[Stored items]
PR #142, opened 2020-02-06
zap fabric post_wr rc v4

baallan:
the case is not expected to occur ever, but returns random stack if not fixed.


baallan:
@tom95858 @narategithub is there a better rc value or log message if the unexpected happens?
Or is this case expected but merely a no-op? A quick scan of zap_fabric.c made me think this is an unexpected case.

tom95858:
This is fixed in commit f12867fbb30fc2c31d43a433f493221974c03b1a

PR #143, opened 2020-02-06
Json util new uninit return in v4

baallan:
This patch returns null instead of random stack, and handles the build with -DNDEBUG.

The same problems exist in master; this should be ported to master.

### DIFF
--- a/lib/src/json/json_util.c
+++ b/lib/src/json/json_util.c
@@ -215,7 +215,7 @@ json_entity_t json_entity_new(enum json_value_e type, ...)
 	double d;
 	char *s;
 	va_list ap;
-	json_entity_t e, name, value;
+	json_entity_t e = NULL, name, value;
 
 	va_start(ap, type);
 	switch (type) {


lib/src/json/json_util.c
```diff
@@ -259,9 +259,11 @@ json_entity_t json_entity_new(enum json_value_e type, ...)
 		e = json_dict_new();
 		break;
 	case JSON_NULL_VALUE:
+		e = NULL;
```
tom95858: I would prefer if we init 'e' at the top of the function to shut up the static analysis tool, and remove this line and the break below so it falls through to the assert

lib/src/json/json_util.c
```diff
@@ -259,9 +259,11 @@ json_entity_t json_entity_new(enum json_value_e type, ...)
...
 		break;
 	default:
 		assert(0 == "Invalid entity type");
+		e = NULL;
```
tom95858: If we init at the top, this doesn't need to be here.

lib/src/json/json_util.c
baallan: are we sure that logically json_null_value never occurs at this point in the code even from malformed input?

baallan:
I've redone this to init e=null and leave the rest alone.

tom95858:
I think the correct fix is to initialize like you've done and then in teh JSON_NULL_VALUE case

baallan:
I suggest we merge this patch and someone more familiar with testing json_util can make the suggested improvement in null_value handling.

tom95858:
If you want to fix the code. Fix the code. I see no value in quieting a static analysis tool that introduces new bugs.

tom95858:
OK, this has been refactored as follows and pushed to OVIS-4

Fixed the uninitialized return value, implemented the JSON_NULL_VALUE entity type,
and removed the unused 'err' label.

PR #144, opened 2020-02-07
zap_rdma returns a wrong max_msg size.

nichamon:


nichamon:
@tom95858 I have tested this on cygnus by sending application messages that used up the max message length.

PR #145, opened 2020-02-07
zap_ugni returns a wrong max_msg size.

nichamon:


nichamon:
@tom95858 I marked this as a draft because currently I have no way to compile and test the code.

PR #148, opened 2020-02-10
json_util copies a va_list before it is reused in jbuf_append_va.

nichamon:


nichamon:
@tom95858 This patch is a compliment to #137 but for OVIS-4.

PR #152, opened 2020-02-14
Zap sock returns a wrong maximum message size

nichamon:


nichamon:
This is a complement of #136 for OVIS-4.

PR #153, opened 2020-02-14
Zap_ugni returns a wrong maximum message size

nichamon:


nichamon:
The patch is the same as #145 but for OVIS-4.

nichamon:
I haven't tested whether the code can be compiled or not.

PR #146, opened 2020-02-07
zap_fabric returns a wrong max_msg size

nichamon:

PR #154, opened 2020-02-14
Zap_fabric returns a wrong maximum message size

nichamon:


nichamon:
The patch is the same as #146 but for OVIS-4.

nichamon:
I haven't compiled the patch yet.

PR #155, opened 2020-02-14
zap_rdma returns a wrong maximum message size.

nichamon:


nichamon:
This is the same as #144 but for OVIS-4.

§ **Task item**:
Pull from the data each line where the string "that" turns up.

§ **Solution to the exercise**:
baallan: are we sure that logically json_null_value never occurs at this point in the code even from malformed input?
If you want to fix the code. Fix the code. I see no value in quieting a static analysis tool that introduces new bugs.
@tom95858 I have tested this on cygnus by sending application messages that used up the max message length.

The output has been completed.